Units as invariants to biological processes
Although evolutionary biology and philosophies of its units focus on change and transformation of biological entities, evolutionary theory requires unchanging units as a conceptual basis for the varying populations that undergo evolutionary (and other sorts of biological) change. The invariance of these units has been conceived in a variety of ways, but primarily as units of structure (e.g. unchanging gene sequences or phenotypic states) or as units of function (e.g. unchanging status as replicators or interactors in the determination of fitness value).

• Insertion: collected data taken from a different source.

PR #1289, opened 2016-02-02
Ensure KitchenSink.min.js is published, and add gzip testing tool

blesh:
Here's the funniest thing I've read today:

```
Rx.min.js: 34.02kB gzipped
Rx.KitchenSink.min.js: 33.88kB gzipped
```

... that's right, we've stuck so many operators in Rx.ts that gzipped it's actually LARGER than Rx.Kitchensink.ts (presumably because the latter is missing a few operators, or perhaps because it just "gzips better")


kwonoj:
Very interesting. What's size difference between two of them 'before' gzipped?

blesh:
```
440K	dist/global/Rx.KitchenSink.js
236K	dist/global/Rx.KitchenSink.min.js
440K	dist/global/Rx.KitchenSink.umd.js
192K	dist/global/Rx.KitchenSink.umd.min.js
400K	dist/global/Rx.js
216K	dist/global/Rx.min.js
396K	dist/global/Rx.umd.js
180K	dist/global/Rx.umd.min.js
```

blesh:
The umd.min versions are a _LITTLE_ closer, but KitchenSink is still smaller:

```
Rx.umd.min.js: 33.64kB gzipped
Rx.KitchenSink.umd.min.js: 33.40kB gzipped
```

kwonoj:
So there seems some kind of gzip-magic is happening..

blesh:
Also, I noticed that something is blanking out the `KitchenSink.min.js` file in the global output... not sure what's happening there.

blesh:
Just for experimental purposes: Aggressively removing operators, the smallest I got it was 26K gzipped. (JQuery is 36K or something, for reference)

blesh:
oops, clicked the wrong button.

kwonoj:
Kind of off-topic though, noticed 1.8 typescript has concatenate output for AMD / SystemJS (https://github.com/Microsoft/TypeScript/wiki/What's-new-in-TypeScript#concatenate-amd-and-system-modules-with---outfile) maybe current browserify based can be replaced into this?

PR #1259, opened 2016-01-28
refactor(windowWhen): use subscribeToResult with outerSubscriber

kwonoj:
This PR refactors `windowWhen` operator utilizes `subscribeToResult`, inspired by recent changes of notifyNext (https://github.com/ReactiveX/RxJS/pull/1252) and removes custom inner subscriber.

PR #1291, opened 2016-02-03
refactor(window): use subscribeToResult with outerSubscriber

kwonoj:
This PR's following effort to https://github.com/ReactiveX/RxJS/pull/1259, utilizes `subscribeToResult` where applicable.


kwonoj:
Merged with 2878aed.

PR #431, opened 2022-01-26
Clinic Registration Update

DevChima:
Miro flow: https://miro.com/app/board/o9J_lo5HSr8=/

Passport holders should be allowed to enter their age
We need to check if contact is underage regardless of their means of identification
We also need to send them  a custom message if they are underage doing self registration or an underage registree

### DIFF
--- a/go-app-ussd_clinic_rapidpro.js
+++ b/go-app-ussd_clinic_rapidpro.js
@@ -997,10 +997,10 @@ go.app = function() {
                 msisdn = utils.normalize_msisdn(self.im.user.get_answer("state_enter_msisdn"), "ZA");
                 self_registration = false;
             }
-            if (((typeof self.im.user.get_answer("state_sa_id_no")!= "undefined") && (_.toUpper(self.im.user.get_answer("state_basic_healthcare")) != "CONFIRM"))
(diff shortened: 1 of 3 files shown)


go-app-ussd_clinic_rapidpro.js
```diff
@@ -966,9 +985,84 @@ go.app = function() {
...
+            var msisdn, self_registration, age;
+            if (typeof self.im.user.get_answer("state_enter_msisdn") === "undefined"){
+                msisdn = utils.normalize_msisdn(self.im.user.addr, "ZA");
+                self_registration = true;
+            }
+            else{
+                msisdn = utils.normalize_msisdn(self.im.user.get_answer("state_enter_msisdn"), "ZA");
+                self_registration = false;
+            }
+            if (((typeof self.im.user.get_answer("state_sa_id_no")!= "undefined") && (_.toUpper(self.im.user.get_answer("state_basic_healthcare")) != "CONFIRM"))
```
erikh360: Wouldn't this be easier to check `state_id_type`?

erikh360 (commented):
One comment for now, applicable to all 3 type checks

But life is a process, bound to matter and since it is a dissipative process, with matter turning over in the course of developing and sustaining stability of form, it may make sense to consider the relevant invariants for theoretical biology to be process invariants rather than (or in addition to) structural or functional invariants. Consider the conceptual problem of heritability. Transmission of structure unchanged is not a sufficient condition for heritability. Not only must A give rise to more A, but when A mutates to A’, it must also be the case that A’ gives rise to more A’, not more A. Structural stability may capture a feature of “inheritance” in the traditional meaning of property inheritance, but it fails to capture the conditions necessary for a process to transmit the relevant capacity of heritability.
Relations among theories of quantity and quality
Population biology borrows methods and ideas from physics, which is a science of quantity and transformation of quantities. Most of the rest of biology, like parts of chemistry, concerns qualities and the interaction of objects. The relation between physical theories of quantity, chemical theories of objects, and biological theories of whatever-it-is-that-distinguishes-biology-from-chemistry, seems to me a pressing problem for putting biological theory on a sound footing, though I cannot give an argument for this.
The nature of theory in biology
The previous three items raise questions about the nature of theory in biology, whether it is like or unlike theory in other scientific domains, and whether new kinds of theory are needed to put biology on a proper theoretical basis of its own. These are old and philosophical questions. I think that these are important questions for a theoretical biology to answer, but they must be answered in a way that helps empirical biologists do their work better or the exercise will be pointless.